Also gives the right to get BJs of sluts in the exit and beat people up off camera then say they tripped over.

Awesome job £250 well spent on the licence


----------



## Kimball (Feb 26, 2012)

SuzukiRock said:


> Let me make it real simple for you Wilson.
> 
> He didnt destroy the punters ID. He destroyed the punters mates ID, which he shouldn't have been using in the first place.
> 
> ...


Perfectly put.

And Wilson you were bleating about rights!

"He was a dick and had no right to destroy the Id"

The somehow linked it to police beating innocent people up.
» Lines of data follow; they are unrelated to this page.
PR #51677, opened 2023-09-18
[Annotation] as the function's return type

Tenjiin:
| Q             | A
| ------------- | ---
| Branch?       | 6.4 
| Bug fix?      | no
| New feature?  | no 
| Deprecations? | no 
| Tickets       |  ~
| License       | MIT
| Doc PR        |


stof:
Adding return types is a BC break so it can only happen in a major version. And we already added those in the 7.0 branch.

If the id hadn't been used illegally the bouncer would never have had it!


----------



## SuzukiRock (Dec 26, 2012)

ewen said:


> you mean wilson may of been `touched` by people wearing uniforms :laugh:


Obviously I can't be sure but there is something shady going on.... either a bad experience or some hidden fetish being repressed :laugh:


----------



## Ashcrapper (Jul 3, 2008)

never personally had any grief with doormen but then again I dont act like a knobhead with them, not sure why they have a bad rep with some people. have to wonder why...


----------



## SuzukiRock (Dec 26, 2012)

The really sad thing is that the guys who puff up their chest and give the doormen grief are the ones who go running to them expecting help when they get themselves in hot water.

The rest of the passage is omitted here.